Der König ist Tot von Peer Sylvester – erschienen bei Giant Roc
Viel ist von meinem langjährigen Französisch-Unterricht leider nicht im Gehirn hängen geblieben. Zumindest kann ich noch Le roi est mort, vive le roi fehlerfrei übersetzen. Bei DER KÖNIG IST TOT hat man sich aber für die Eindeutschung entschieden – schließlich spielt die Spielgeschichte auch auf der britischen Insel, wo die Franzosen aber trotzdem ein Wörtchen mitzureden haben. Noch spannender wäre allerdings die Übersetzung ins Thailändische gewesen, denn schließlich hat das Spiel seinen Ursprung in dem 2007 im Kleinverlag Histogame erschienen KÖNIG VON SIAM.
Thema... im mittelalterlichen Großbritannien ist mal wieder ein König gestorben – und sofort werden nun Machtkämpfe um dessen Nachfolge ausgetragen.

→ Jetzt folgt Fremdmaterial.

PR #4951, opened 2026-07-10
refactor: replace `cfg_if!{}` with `cfg_select!{}`

rami3l:
This gets us one fewer external dependency.

There might more `cfg()`s here that can be written this way for better readability, but for now I'm just doing the direct replacements.

### DIFF
--- a/Cargo.lock
+++ b/Cargo.lock
@@ -2047,7 +2047,6 @@ dependencies = [
  "anstyle",
  "anyhow",
  "cc",
- "cfg-if 1.0.4",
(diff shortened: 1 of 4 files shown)


djc (approved):
Nice!

*[View changes since this review](https://triagebot.infra.rust-lang.org/gh-changes-since/rust-lang/rustup/4951/cc40f2be73e27c88e8aeed74e4918454bc754b41..23aacf6f67409014486afc6fc669452ce6fe4e0a)*

PR #4953, opened 2026-07-11
fix: reject unknown toolchain file keys

### LINKED ISSUE #2876: Unknown keys in rust-toolchain.toml are silently ignored

ychampion:
## Summary

- reject unknown top-level and `[toolchain]` keys instead of silently ignoring them
- document the rustup release that introduced each supported setting

## Why

Misspelled or unsupported keys can otherwise leave rustup using a different toolchain configuration than the file appears to request.

Closes #2876

## Validation

- `cargo test --features=test parse_toml_unknown --lib`
- `cargo test --features=test --test test_bonanza rust_toolchain_toml`
- `cargo clippy --all-targets --features=test -- -D warnings`
- `git diff --check`

### DIFF
--- a/doc/user-guide/src/overrides.md
+++ b/doc/user-guide/src/overrides.md
@@ -114,6 +114,14 @@ issues with dependencies.
 
 ### Toolchain file settings
 
+| Setting | Supported since |
+|---------|-----------------|
+| `channel` | rustup 1.23.0 |
+| `components` | rustup 1.23.0 |
+| `targets` | rustup 1.23.0 |
+| `path` | rustup 1.24.0 |
+| `profile` | rustup 1.24.0 |
+
 #### channel
 
 The `channel` setting specifies which [toolchain] to use. The value is a
--- a/src/config.rs
+++ b/src/config.rs
@@ -40,6 +40,7 @@ enum OverrideFileConfigError {
 }
 
 #[derive(Debug, Default, Deserialize, PartialEq, Eq)]
+#[serde(deny_unknown_fields)]
 struct OverrideFile {
     toolchain: ToolchainSection,
 }
@@ -51,6 +52,7 @@ impl OverrideFile {
 }
 
 #[derive(Debug, Default, Deserialize, PartialEq, Eq)]
+#[serde(deny_unknown_fields)]
 struct ToolchainSection {
     channel: Option<String>,
     path: Option<PathBuf>,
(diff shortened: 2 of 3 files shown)


rami3l:
@ychampion Thanks for working on this!

I'm glad to see that this is more in line with `cargo`'s policy of rejecting `Cargo.toml` containing property keys from a newer schema. We definitely want to inform user of misspelled property keys, and as per your analysis, we have already added some keys in a backwards-compatible fashion.

However I have a design question to ask here: switching to a hard error immediately is a breaking change, and I wonder if this behavior is already (ab)used in the wild. Do you have any evidence in that regard, in that if it has already been (somewhat widely) abused, we may have to issue a warning first before going straight rejecting?

ychampion:
I found enough public use that a warning-first transition looks safer.

At the time of the search, GitHub code search found 13 `rust-toolchain.toml` files with an exact `component =` assignment and 73 with `target =`. I inspected all 13 component hits and the first 20 target hits; they were actual keys under `[toolchain]`, not prose. For example:

- [JasonShin/sqlx-ts](https://github.com/JasonShin/sqlx-ts/blob/f6baee4b003b6b1c38e7acea082862c77a5f1bd2/rust-toolchain.toml) uses both singular keys.
- [jito-labs/memento](https://github.com/jito-labs/memento/blob/f3ed2d4fa56171965902a880b4db279a9a8fc8b0/rust-toolchain.toml) uses `component`.
- [oxidecomputer/opte](https://github.com/oxidecomputer/opte/blob/dfcf0663cfb90ea75e8ee5591b033d68ba6d9fcc/xde/rust-toolchain.toml) uses `target`.

Those settings are currently ignored, so an immediate error would break files whose channel selection still works today. The original `channnel` typo had no indexed hits, and code search is not exhaustive, but the singular-key cases are concrete compatibility evidence. I would emit warnings first, then move to hard errors in a later release.

rami3l:
@ychampion Thanks for the investigation! In that case I suggest leaving this PR as-is or convert it to draft, and instead use another PR to issue a warning first (that should also allow closing the original issue as resolved).

ychampion:
Opened #4969 for the warning-first step. It preserves current parsing, warns once per file/key (including nested paths), and covers the misspelled-only case before the existing error. I'll leave this PR as-is for the later hard-error step.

In acht Regionen wird nach und nach überprüft, welche Fraktion aus Schottland, Wales und England vor Ort die überzeugendsten Argumente liefern kann. Wir wiederum versuchen, zum bevorzugten Kandidaten dieser siegreichen Fraktion zu werden, um somit letztendlich den Thron zu besteigen. Oder wir stiften so viel Chaos, dass den Franzosen als fremde und vierte Macht die Invasion gelingt und uns zum Verwalter über die Insel erklärt.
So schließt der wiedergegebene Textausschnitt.